El castigo como instrumento de gestión.

El miedo paraliza, y la parálisis no parece ser una buena forma de evolucionar. Las organizaciones empresariales son, o ese es el ideal, organizaciones dinámicas, evolutivas, enfocadas a la mejora continua. Sin embargo, parece que el castigo o la norma autoritaria siguen utilizándose como herramientas de gestión.

Todos tenemos en mente empresas, hoteles, AAVV, donde se pone más énfasisi en la enseñanza al trabajador de lo que no debe hacer más que sobre lo que puede hacer. Se muerta cual no es el camino a seguir pero no se muestra el que sí se ha de seguir.

Siempre he defendido la libertad como uno de los pilares de la gestión de los RRHH. La empresa turística está dominada por la libertad positiva, la libertad para hacer algo, propia de los directivos y jefes, pero no se acepta la libertad negativa, la posibilidad de no ser interferido por los otros, la capacidad de actuación sin ser obstruido o impedido. Ésta es propia de los trabajadores, de los que verdaderamente están en contacto con el cliente y gestionan, de verdad, el día a día de la empresa. Sin esa libertad, la relación trabajador-cliente se ve limitada y constreñida.

La abundancia de reglas atrapa al trabajador en una tela de araña que condiciona su trabajo. Generalmente una organización profusa en reglas lo suele ser también en castigos. Pero es que las reglas no se respetan porque tengamos miedo al castigo, se cumplen pero no se respetan. Las reglas se respetan porque entemos convencidos de su bondad, porque interiorizamos su utilidad.
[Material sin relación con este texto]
PR #738, opened 2026-07-09
Optimize fp-next-fix routines: work the human-review queue instead of parking it

DoilLee2222:
## What & why

Today `fp-next-fix` treats a hard-to-fix false positive as a dead end: it labels the issue `fp-blocked` and, once only blocked issues remain, files a "needs human input" tracking issue and stops. Since we're now using Claude to work those harder fixes too, this PR turns that dead-end into a **worked queue**.

## Changes

**Label rename:** `fp-blocked` → `fp-human-review-needed` (scoped: default `fp-human-review-needed`, C# account `cs-fp-human-review-needed`).

**`fp-next-fix` — two phases, one PR per run** (the "at most one PR per session" constraint is preserved). The phase is fixed at session start by which queue has pickable work:

- **Normal phase** (default): fix up to 5 issues that **don't** carry `fp-human-review-needed`, using only **in-bounds** changes (the rule's visitor/pattern + fixtures). Opens a normal PR (label `fp-fix`) that `fp-next-fix-review` may auto-merge. Fewer than 5 pickable → fix that many. When a fix would need to cross the in-bounds boundary (cross-module refactor, or the rule is broken beyond the FP), the issue is **deferred** with `fp-human-review-needed` instead of being dead-blocked.
- **Human-review phase**: entered only once the normal queue is empty but `fp-human-review-needed` issues remain. The session is allowed to **go over the boundary** (targeted cross-module refactors) to fix up to 5 of them, and opens a PR carrying **both** `fp-fix` and `fp-human-review-needed` (plus a `## Human review required` body section listing what went over the boundary).

**Terminal handling retained:** issues that can't be fixed even with out-of-bounds access (malformed issue data, an infeasible refactor) are marked `fp-skipped` and surfaced to a human via the retained `[fp-campaign-stuck]` tracking issue. Bail-out routing is spelled out explicitly (defer vs terminal vs close).

**`fp-next-fix-review` — reviews every PR, merges only the safe ones:**

- Reviews **every** batch PR regardless of label.
- **Normal PR:** unchanged — compliant → merge (fires the next session); non-compliant → open a `[fp-review-failed]` issue, don't merge.
- **`fp-human-review-needed` PR:** **never merges.** It posts its review as a PR comment to help the human and stops — no review-failed issue (the human is already in the loop). A human reviews and merges.
- The in-bounds/scoped checks (checks 1 & 5) are **phase-aware**: cross-boundary changes are expected on a human-review PR and aren't flagged, while touching `campaigns.yaml` or the four version-bump locations stays a hard violation on either PR kind.

**Docs:** `docs/fp-automation/README.md` updated to match (label list, issue-status enum, per-issue-loop summary, queue-empty/stuck path, two-phase description).

## Not touched (by design)

- `fp-stale-pr-notify` — it keys on the presence of the `fp-reviewed` label, which the review routine now also adds to human-review PRs after reviewing, so those aren't falsely flagged as stuck. Functionally correct as-is; left out of this PR's two-prompt scope.
- The separate `drift-fp-automation` chain — a parallel system, not in scope.

cc @mushgev

---
_Generated by [Claude Code](https://claude.ai/code/session_01EtZ8sQ7ZL6yJeqBMwicJxR)_

### DIFF
--- a/docs/fp-automation/prompts/fp-next-fix-review.md
+++ b/docs/fp-automation/prompts/fp-next-fix-review.md
@@ -7,27 +7,28 @@ produced by the `fp-next-fix` routine — the test fixtures and the
 visitor/pattern edits — decide whether **that code** faithfully follows
 every code-level instruction in
 [`docs/fp-automation/prompts/fp-next-fix.md`](./fp-next-fix.md), and then
-take exactly one terminal action:
+take exactly one terminal action.
 
-- **Compliant** → **merge the PR**. The merge fires the next
-  `fp-next-fix` session (Trigger B), so the inner loop keeps running
-  with no human in the loop.
-- **Non-compliant** → **do not merge**. Open one issue on
-  `truecourse-ai/truecourse` describing every violation, and comment
-  the same summary on the PR. (The issue is the human signal; leave the
-  PR open for a human to fix or close.)
+**You review every fp-fix batch PR regardless of its labels.** But the
+`<SCOPE>fp-human-review-needed` label on the PR changes what you're
+allowed to do with it:
 
-**Scope: code only.** This routine reviews *the committed code* — the
-fixtures under `tests/fixtures/sample-*/…` and the visitor/pattern edits
-under `packages/analyzer/src/…`. It does **not** review the PR's
-structure: the title format, the PR-body markdown sections
-(`Closes #…` lines, the `## Fixes` table, per-rule sections, the
-`## FP-count delta` write-up), the PR/issue labels, the linked-issue
-bookkeeping, and commit/PR hygiene trailers are all **out of scope** and
-must **never** produce a violation here. A PR whose code is correct is
-merged even if its body or title is imperfect; a PR whose code is wrong
-is failed even if its body is immaculate. (PR structure is fp-next-fix's
-own responsibility and is checked elsewhere.)
+- **Normal PR** (no `<SCOPE>fp-human-review-needed` label) — the fix is
+  in-bounds and auto-mergeable:
+  - **Compliant** → **merge the PR**. The merge fires the next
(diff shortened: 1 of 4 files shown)


docs/fp-automation/prompts/fp-next-fix-review.md
```diff
@@ -92,7 +100,7 @@ point at concrete evidence in the diff or CI. Do **not** invent problems;
 a requirement you cannot evaluate is noted as `unverifiable: <reason>`
 rather than a violation. **Do not** append violations for anything about
 the PR's title, body, labels, linked-issue state, or commit trailers —
-those are out of scope (see "Scope: code only" above).
+those are out of scope (see "Scope: code only" below).
```
spiderhands: There is no "Scope: code only" block below. It was removed _above_, but never added _below_

docs/fp-automation/prompts/fp-next-fix-review.md
spiderhands: As our new workflow will always fail the check for human reviewable fixes, there always would be violations. This should be aware of the new flow

docs/fp-automation/prompts/fp-next-fix-review.md
DoilLee2222: fixed in c1c2aef. Removed the dead reference and pointed it at the Code only bullet under Hard constraints instead.

docs/fp-automation/prompts/fp-next-fix-review.md
DoilLee2222: Fixed in c1c2aef. Check 6 now excludes the block-human-review gate — it's a merge gate, not a test, so it's expected to be red on human-review PRs and the routine no longer counts it as a failed check or violation. Only real CI checks (tests/build) are evaluated.

spiderhands (approved):

PR #739, opened 2026-07-10
fix(fp): resolve 1 FP from abpframework/abp

### LINKED ISSUE #734: [cs-fp-fix] code-quality/deterministic/class-prototype-assignment in abpframework/abp
```yaml
target_repo: abpframework/abp
target_ref: 8665ce0a23622f658b531b0627c7c025935fdb3b
rule_key: code-quality/deterministic/class-prototype-assignment
fp_count: 10
samples:
  - url: ``https://github.com/abpframework/abp/blob/8665ce0a23622f658b531b0627c7c025935fdb3b/framework/src/Volo.Abp.AspNetCore.Mvc.UI.Theme.Shared/wwwroot/libs/abp/aspnetcore-mvc-ui-theme-shared/toast/abp-toast.js#L43``
    why_fp: The receiver `AbpToastService` is an ES5 constructor function (`function AbpToastService(){}`), not an ES6 class, so `AbpToastService.prototype.method = function(){}` is the correct/idiomatic ES5 pattern — there is no "class context" to be inconsistent with.
  - url: https://github.com/abpframework/abp/blob/8665ce0a23622f658b531b0627c7c025935fdb3b/modules/docs/src/Volo.Docs.Web/Pages/Documents/Project/index.js#L406
    why_fp: Same shape — prototype method assignment on a plain constructor function, no `class` declaration anywhere for the receiver.
  - url: https://github.com/abpframework/abp/blob/8665ce0a23622f658b531b0627c7c025935fdb3b/npm/packs/jquery/src/abp.jquery.js#L300
    why_fp: Classic ES5 prototype-based library code; the rule's "use class method definitions instead" advice does not apply because the type is not a class.
status: open
pr: null
```

## Borderline cases

None. The rule (`class-prototype-assignment`) is intended to catch the *inconsistent* pattern of declaring an ES6 `class` and then assigning methods onto its `.prototype` externally. The visitor currently fires on **any** `X.prototype.method = function(){}` regardless of whether `X` is an ES6 class, so it misfires on ordinary ES5 constructor-function code (138 hits across 20 files in this target, all ES5). Fix: only flag when the receiver identifier is actually declared as a `class` in the same file.

---
_Filed by the fp-next-fix queue-empty re-measurement (SCOPE=cs-) of `abpframework/abp` @ `8665ce0a23622f658b531b0627c7c025935fdb3b`. Engine: tree-sitter JS/TS visitor._

DoilLee2222:
## Human review required

This PR was produced in the **human-review phase** of `fp-next-fix` (SCOPE=`cs-`): the only pickable `cs-fp-fix` issue, #734, carried `cs-fp-human-review-needed`, so this batch is reviewed by `fp-next-fix-review` but **merged by a human**.

What to focus on:
- The rule fix itself is **in-bounds** (only edits the rule visitor under `packages/analyzer/src/rules/…` + fixtures).
- One change goes **over the normal in-bounds boundary**: `tests/analyzer/code-quality-rules.test.ts`. The existing `detects prototype method assignment` unit test asserted the **pre-fix (buggy)** behavior — that an ES5 constructor's `.prototype` assignment fires — which is exactly the false positive #734 reports. It's updated to the corrected semantics (fire on an ES6 `class` receiver) plus a regression guard for the ES5 case. This test edit is why the PR is human-merged.

Closes #734

## Fixes

| rule_key | issue | positive-fixture | negative-fixture |
|---|---|---|---|
| `code-quality/deterministic/class-prototype-assignment` | #734 | `sample-js-project-positive/class-prototype-assignment-es5-constructor.js` | `sample-js-project-negative/class-prototype-assignment-es6-class.js` |

## code-quality/deterministic/class-prototype-assignment (#734)

OSS sources (abp @ `8665ce0a23622f658b531b0627c7c025935fdb3b`):
- ``https://github.com/abpframework/abp/blob/8665ce0a23622f658b531b0627c7c025935fdb3b/framework/src/Volo.Abp.AspNetCore.Mvc.UI.Theme.Shared/wwwroot/libs/abp/aspnetcore-mvc-ui-theme-shared/toast/abp-toast.js#L43``
- https://github.com/abpframework/abp/blob/8665ce0a23622f658b531b0627c7c025935fdb3b/modules/docs/src/Volo.Docs.Web/Pages/Documents/Project/index.js#L406
- https://github.com/abpframework/abp/blob/8665ce0a23622f658b531b0627c7c025935fdb3b/npm/packs/jquery/src/abp.jquery.js#L300

Summary: the rule flagged **any** `X.prototype.method = function(){}` regardless of whether `X` is an ES6 `class`, so it misfired on ordinary ES5 constructor-function code (abp's idiom). Added a `collectClassNames` helper that walks the file AST for `class Foo {}` declarations and `const Foo = class {}` expressions; the rule now fires only when the `.prototype` receiver is a **simple identifier declared as a class in the same file**. Non-class (builtin or ES5 constructor) receivers are skipped. Grafting a method onto a real class's prototype — the actual "inconsistent with class syntax" pattern — still fires (see negative fixture).

## FP-count delta (vs `8665ce0a23622f658b531b0627c7c025935fdb3b` on `abpframework/abp`)

| Rule | Before | After | Delta |
|---|---:|---:|---:|
| `code-quality/deterministic/class-prototype-assignment` | 138 | 0 | -138 |
| **Total (these 1 rules)** | **138** | **0** | **-138** |
| **All-rules total on target** | — | — | `unavailable: see note` |

**Measurement note.** The standard `node dist/cli.mjs analyze --no-llm` could not complete on this session: the project-aware **C# Roslyn tier fail-hard'd** loading `framework/Volo.Abp.slnx` (`No instances of MSBuild could be detected` — a net8 host / SDK-10 MSBuild mismatch), even after `dotnet restore` and installing the .NET 10 SDK. That aborts the whole run before results are saved, so the all-rules total is unavailable. This is an environment/toolchain limitation and is **unrelated to this rule**, which is a pure tree-sitter JS rule. The per-rule delta above was measured by running only this rule over abp's analyzer-discovered `.js` files (299 files — the same set the real analyze scans): **138 → 0**, exactly matching the count in #734. The full JS/TS analyzer suite is green (`js-positive`, `js-negative`, `code-quality-rules`).

cc @mushgev

### DIFF
--- a/packages/analyzer/src/rules/code-quality/visitors/javascript/class-prototype-assignment.ts
+++ b/packages/analyzer/src/rules/code-quality/visitors/javascript/class-prototype-assignment.ts
@@ -1,6 +1,35 @@
 import type { CodeRuleVisitor } from '../../../types.js'
 import { makeViolation } from '../../../types.js'
 
+// Collect the names bound to an ES6 `class` in this file — both
+// `class Foo {}` declarations and `const Foo = class {}` expressions. The rule
+// only makes sense when the `.prototype` receiver is actually one of these:
+// grafting a method onto a real class's prototype is inconsistent with class
+// syntax, whereas the same shape on an ES5 constructor function is idiomatic.
+function collectClassNames(root: import('web-tree-sitter').Node): Set<string> {
+  const names = new Set<string>()
+  const stack: (import('web-tree-sitter').Node)[] = [root]
+  while (stack.length > 0) {
+    const n = stack.pop()!
+    if (n.type === 'class_declaration') {
+      const name = n.childForFieldName('name')
+      if (name?.text) names.add(name.text)
+    } else if (n.type === 'variable_declarator') {
+      const name = n.childForFieldName('name')
+      const value = n.childForFieldName('value')
+      if (name?.type === 'identifier' && value &&
+          (value.type === 'class' || value.type === 'class_expression')) {
+        names.add(name.text)
+      }
+    }
+    for (let i = 0; i < n.namedChildCount; i++) {
+      const c = n.namedChild(i)
+      if (c) stack.push(c)
+    }
+  }
+  return names
+}
+
 export const classPrototypeAssignmentVisitor: CodeRuleVisitor = {
   ruleKey: 'code-quality/deterministic/class-prototype-assignment',
   languages: ['typescript', 'tsx', 'javascript'],
@@ -19,10 +48,25 @@ export const classPrototypeAssignmentVisitor: CodeRuleVisitor = {
 
     const right = node.childForFieldName('right')
     if (right?.type === 'function_expression' || right?.type === 'arrow_function') {
-      const builtinObj = obj.childForFieldName('object')
+      const receiver = obj.childForFieldName('object')
+
+      // A simple identifier receiver is required to reason about whether it is
+      // a class. `X.prototype.m = fn` where `X` is anything else (a member
+      // expression, a call, etc.) is not the ES6-class inconsistency this rule
+      // targets.
+      if (receiver?.type !== 'identifier') return null
+
       const BUILTINS = new Set(['Array', 'Object', 'String', 'Number', 'Boolean', 'Function',
         'RegExp', 'Date', 'Error', 'Map', 'Set', 'Promise', 'Symbol'])
-      if (builtinObj?.type === 'identifier' && BUILTINS.has(builtinObj.text)) return null
+      if (BUILTINS.has(receiver.text)) return null
+
+      // Only fire when the receiver is actually declared as an ES6 class in the
+      // same file. Assigning `.prototype` methods on a plain ES5 constructor
+      // function is idiomatic ES5, not an inconsistency with class syntax.
+      let root = node
+      while (root.parent) root = root.parent
+      const classNames = collectClassNames(root)
+      if (!classNames.has(receiver.text)) return null
 
       return makeViolation(
         this.ruleKey, node, filePath, 'low',
--- a/tests/analyzer/code-quality-rules.test.ts
+++ b/tests/analyzer/code-quality-rules.test.ts
@@ -2581,13 +2581,24 @@ describe('code-quality/deterministic/require-yield', () => {
 });
 
 describe('code-quality/deterministic/class-prototype-assignment', () => {
-  it('detects prototype method assignment', () => {
+  it('detects prototype method assignment on an ES6 class', () => {
+    const violations = check(`
+      class Animal { constructor(name) { this.name = name; } }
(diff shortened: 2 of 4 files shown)


DoilLee2222:
**fp-next-fix-review** (SCOPE=`cs-`): code review **passed**. Held for human merge per `cs-fp-human-review-needed` — this routine does not merge human-review PRs.

Reviewed the committed code against the code-level instructions in `fp-next-fix.md`. `violations = []`.

Checklist (derived fixed set from the diff's `// VIOLATION:` markers = `code-quality/deterministic/class-prototype-assignment`, 1 rule):
- ✅ **Files in-bounds** — the rule visitor + both `sample-*` fixtures are in-bounds; `tests/analyzer/code-quality-rules.test.ts` is over the normal boundary but expected on a human-review PR (it is not `campaigns.yaml` nor a version-bump location).
- ✅ **Fix count** — 1 rule (≥1, ≤5).
- ✅ **Fixtures** — positive (`…-es5-constructor.js`) has no `// VIOLATION:`; negative (`…-es6-class.js`) marks the offending line with `// VIOLATION: code-quality/deterministic/class-prototype-assignment`; both are generic paraphrases with no upstream owner/repo/filename identity.
- ✅ **Complete** — positive + negative fixture + a visitor change for the rule.
- ✅ **Scoped** — every non-fixture change traces to the fixed rule; no unrelated refactor.
- ✅ **CI** — the `test` check is green.

Cross-boundary change (the reason a human merges):
- `tests/analyzer/code-quality-rules.test.ts` — the existing `detects prototype method assignment` unit test asserted the **pre-fix (buggy)** behavior (an ES5 constructor's `.prototype` assignment firing). It's updated to fire on an ES6 `class` receiver, plus a new regression guard for the ES5 case. Targeted and sound — it corrects the test that codified the FP, nothing more.

Review notes (non-blocking):
- The fix logic reads correctly: `collectClassNames` walks the file AST for `class Foo {}` and `const Foo = class {}`, and the rule now only fires when the `.prototype` receiver is a simple identifier that is a class in the same file (builtins and ES5 constructors are skipped). The negative fixture confirms the ES6-class case still fires; the positive confirms ES5 no longer does.
- **Minor / optional:** the fixture identifiers (`Toast` / `ToastService`) echo the *domain theme* of one upstream sample file (a toast component). It does not leak the project/owner/repo/filenames, so it is not a check-3 violation, but a fully domain-neutral name (e.g. `Widget` / `WidgetService`) would be marginally safer for the public corpus.

No `[cs-fp-review-failed]` issue opened — per the human-review-PR path, the human is already the reviewer/merger. Safe to merge.

cc @mushgev

---

PR #755, opened 2026-07-14
fix(guard): make the package-under-test resolvable by name in scenario sandboxes

### LINKED ISSUE #754: guard birth-validation: scenarios importing the package-under-test by name fail with MODULE_NOT_FOUND (false negatives)
## Summary

During `guard generate`, birth-validation runs each generated scenario in an isolated temp work dir (`/private/.../T/tc-guard-XXXX/work/`). That sandbox has **no `node_modules/<package-under-test>`**, so any scenario whose setup imports the package by its public name (`import 'tsx'`, `require('tsx/cjs/api')`, `from 'tsx/esm/api'`) fails at **module resolution — before any behavior of the package is exercised**. These scenarios are then discarded as birth findings.

The result is a class of **false negatives**: valid, useful scenarios for a package's programmatic API get thrown away for an environment reason, and guard becomes blind to that entire API surface.

## Where it was observed

- Package/CLI: `truecourse@0.7.1`, Node `v24.14.0`
- Target repo under test: [`privatenumber/tsx`](https://github.com/privatenumber/tsx) (a deterministic JS/TS library)
- Pipeline: `spec scan` → `guard generate` → `guard run`

`guard generate` result for tsx: `sectionsTotal: 84`, `written: 45`, `birthPassed: 51`, **`birthFindings: 20`**, `coverageGaps: 57`.

**18 of the 20 birth findings are this bug** (the other 2 are unrelated resolution-order scenarios — see Notes).

## Evidence

Three pieces line up to show the failure is resolution, not behavior:

**1. How the scenario is run** (`invocation.json` → `steps[0].argv`), from an ephemeral temp dir:
```
node <repo>/tsx/dist/cli.mjs entry.mjs
```

**2. What the scenario setup does** (generated YAML):
```yaml
setup:
  files:
    entry.mjs: |
      import 'tsx'
      const mod = await import('./file.ts')
      console.log('value:', mod.value)
```

**3. What happens** (`stderr.txt`):
```
Error [ERR_MODULE_NOT_FOUND]: Cannot find package 'tsx'
  imported from /private/.../T/tc-guard-QiTt0C/work/entry.mjs
    at packageResolve (node:internal/modules/esm/resolve:768:81)
    ...
    at resolveTsPathsSync (file://<repo>/tsx/dist/register-*.mjs)
  code: 'ERR_MODULE_NOT_FOUND'
```
```
Error: Cannot find module 'tsx/cjs/api'
Require stack:
- /private/.../T/tc-guard-4CnPGH/work/register.cjs
  code: 'MODULE_NOT_FOUND'
```

Note the tsx loader is actually active in the stack (`resolveTsPathsSync` in `tsx/dist/register-*.mjs`) — the CLI injected it — but resolving the **bare specifier** `tsx` from the sandbox still fails because the package isn't linked into that work dir.

**Aggregate MODULE_NOT_FOUND specifiers across the 20 findings' evidence:**

| Missing specifier | occurrences |
|---|---|
| `Cannot find module 'tsx/cjs/api'` | 14 |
| `Cannot find package 'tsx'` | 13 |
| fallback path attempts (`.../work/dist/cjs/api/index.cjs`, `'tsx/cjs'`, `dist/esm/api/index.mjs`) | ~8 |
| `./target.js`, `./mod.js` (the 2 unrelated scenarios) | 2 |

## Root cause

Birth-validation does not make the **package-under-test resolvable** inside the scenario work dir. Scenarios that exercise the programmatic API (register/require/tsImport) must import the package by its public name, so Node throws `MODULE_NOT_FOUND` at resolution time and the scenario is recorded as a (spurious) birth finding.

## Impact

For tsx this discarded **every scenario for the entire `docs/dev-api/*` surface** — `register-cjs`, `register-esm`, `tsx-require`, `entry-point` (`tsx.register()`, scoped `register({ namespace })`, `tsx/cjs/api`, `tsx.require()`, `onImport`, `unregister()`, `import 'tsx'`). Guard therefore has **no coverage of the programmatic API** — which is exactly the surface where such libraries tend to have real bugs. Any package that documents a programmatic/import-by-name API will hit this.

## Suggested fix

Make the package-under-test resolvable in the scenario sandbox before birth-validation, e.g. one of:
- symlink `node_modules/<pkg>` → the repo root (the repo *is* the package), or
- `npm link` / install the local package into the work dir, or
- rewrite bare specifiers in generated scenarios to the built entry path.

Once `tsx` / `tsx/cjs/api` / `tsx/esm/api` resolve in the work dir, these ~18 scenarios should execute and become real behavioral tests of the API.

## Notes

- The other **2 of 20** findings are unrelated CJS resolution-order scenarios (`./x.js` must not resolve `x.js.ts`; TS candidate should be preferred over an existing `.js`). Those may be mis-generated expectations or genuine resolution nuances — tracked separately, not part of this bug.

## Environment

- `truecourse@0.7.1`
- Node `v24.14.0`, macOS (darwin 24.6.0)
- Target: `privatenumber/tsx` @ commit `5828ffe`

mushgev:
Fixes #754

## Problem

During `guard generate`, birth-validation runs each scenario in a bare temp work dir. Any scenario whose `setup.files` import the package-under-test by its published name (`import 'tsx'`, `require('tsx/cjs/api')`) — exactly how the docs tell users to consume it — died at Node module resolution (`MODULE_NOT_FOUND`) before any behavior ran, and was discarded as a spurious birth finding. For tsx this threw away the entire `docs/dev-api/*` surface (18 of 20 birth findings), leaving guard blind to the programmatic API.

## Fix

`npm link` semantics, applied per sandbox:

- **`package-links.ts`** (new): `discoverPackageLinks(repoRoot)` finds the repo-root package by name plus, for monorepos, every workspace package — npm/yarn `workspaces` (array and `{ packages }` forms) and `pnpm-workspace.yaml`, with `*`/`**` glob and `!` exclusion support. Non-Node repos yield an empty list (no-op).
- **`sandbox.ts`**: each discovered package is symlinked into the sandbox at `node_modules/<name>` (junction type — privilege-free on Windows). Node resolves through the link's realpath, so the package's own dependencies resolve from the repo's real `node_modules` and subpaths (`tsx/cjs/api`) resolve through its actual `exports` map.
- **`run.ts` / `run-scenario.ts`**: discovery runs once per `runGuard` and reaches every sandbox. Birth-validation calls `runGuard` too, so birth and real `guard run` are fixed by the same path.

Safety: links are created **after** `setup.files` seeding and never over an existing path — a scenario that seeds its own `node_modules/<name>` stub keeps it, and seeded files can never be written *through* a link into the real repo. A link name that would escape `node_modules` throws `SandboxError`.

## Tests

- 11 discovery unit tests (`package-links.test.ts`): root/scoped names, both workspace forms, pnpm yaml + `!` exclusions, `**` traversal guards, dedup, malformed inputs, escape rejection.
- 4 sandbox tests: link creation, scoped parent dirs, seeded-stub-wins, escape rejection.
- 2 end-to-end regressions in `run.test.ts`: the exact #754 failure mode (bare-name ESM import + CJS subpath require + a dependency that only resolves through the link's realpath), and a pnpm-workspace monorepo importing `@acme/lib`.

Full suite: 288 files / 7360 tests green.

The other 2 of 20 tsx findings (CJS resolution-order scenarios) are unrelated and tracked separately per the issue.

https://claude.ai/code/session_016U8xzfBwVuuHafRPpug6P5

### DIFF
--- a/packages/guard-runner/src/index.ts
+++ b/packages/guard-runner/src/index.ts
@@ -25,6 +25,9 @@ export type { RunScenarioContext } from './run-scenario.js'
 export { createSandbox, SandboxError, listSandboxFiles, DETERMINISM_PINS } from './sandbox.js'
 export type { Sandbox, SandboxOptions } from './sandbox.js'
 
+export { discoverPackageLinks } from './package-links.js'
+export type { PackageLink } from './package-links.js'
+
 export { applyCapabilities, CapabilityError } from './capabilities/index.js'
 export type { CapabilityContext } from './capabilities/index.js'
 export { materializeGit } from './capabilities/git.js'
--- a/packages/guard-runner/src/package-links.ts
+++ b/packages/guard-runner/src/package-links.ts
@@ -1,0 +1,176 @@
+/**
+ * Package-under-test resolution links. Scenario `setup.files` import the target
+ * package the way its docs tell users to — by published name (`import 'tsx'`,
+ * `require('tsx/cjs/api')`). The sandbox cwd is a bare temp dir, so without help
+ * Node rejects those bare specifiers (MODULE_NOT_FOUND) before any behavior of
+ * the package runs, and every programmatic-API scenario dies at birth.
+ *
+ * The engine therefore links each discovered package into the sandbox at
+ * `node_modules/<name>` → its real directory — `npm link` semantics. Node
+ * resolves through the link's realpath, so the package's own dependencies come
+ * from the repo's real `node_modules` and subpaths (`pkg/sub`) resolve through
+ * its actual `exports` map. Discovery covers the repo-root package and, for
+ * monorepos, every workspace package (npm/yarn `workspaces` globs and
+ * `pnpm-workspace.yaml`). A repo with no linkable package (non-Node targets)
+ * yields an empty list and the sandbox is unchanged.
+ */
+
+import fs from 'node:fs'
+import path from 'node:path'
+import yaml from 'js-yaml'
+
+export interface PackageLink {
+  /** The package's published name (`name` from its package.json). */
+  name: string
+  /** Absolute directory the sandbox `node_modules/<name>` link points at. */
+  dir: string
+}
+
+interface PackageJson {
+  name?: unknown
+  workspaces?: unknown
+}
+
+/**
+ * All packages a sandbox should make resolvable by name: the repo-root package
+ * plus every workspace package. Deduplicated by name (root first), sorted
+ * workspace order, packages without a valid name skipped.
+ */
+export function discoverPackageLinks(repoRoot: string): PackageLink[] {
+  const links: PackageLink[] = []
+  const seen = new Set<string>()
+  const add = (pkg: PackageJson | null, dir: string): void => {
+    const name = pkg?.name
+    if (typeof name !== 'string' || !isLinkableName(name) || seen.has(name)) return
+    seen.add(name)
+    links.push({ name, dir })
+  }
+  const rootPkg = readPackageJson(repoRoot)
+  add(rootPkg, repoRoot)
+  for (const dir of workspaceDirs(repoRoot, rootPkg)) add(readPackageJson(dir), dir)
+  return links
+}
+
+/**
+ * A name is linkable when `node_modules/<name>` stays inside `node_modules`: a
+ * bare name or a single-scope `@scope/name`, with no empty, `.`/`..`, or
+ * backslash segments. Anything else is an invalid npm name anyway.
+ */
+function isLinkableName(name: string): boolean {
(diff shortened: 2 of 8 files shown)


mushgev:
Closing unmerged by decision: guard doesn't support the programmatic-API (library) surface yet, and we're not investing in it now. #756 makes that explicit — extraction classifies import-by-name claims as a recorded-only `library` driver, so the #754 birth findings disappear at the source (those sections surface as honest "Needs library driver" gaps instead). The sandbox package-link mechanism built here (npm-link semantics, fully tested) is the execution floor to revive when the library driver ships — branch kept for that.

Una empresa gobernada por reglas y castigos genera trabajadores no tanto convencidos de lo que hacen como de lo que no tienen que hacer, la inteligencia colectiva disminuye, porque hay miedo a pensar, y el centro de decisión se aleja de los núcleos que más están en contacto con el cliente.

Como dice Charles Handy, “la calidad sólo es posible alcanzarla mediante un impulso interno espontáneo por asunción del objetivo, no por miedo al control”. Los trabajadores también pueden ser apóstoles o prescriptores y alejarse del rol de empleado terrorista.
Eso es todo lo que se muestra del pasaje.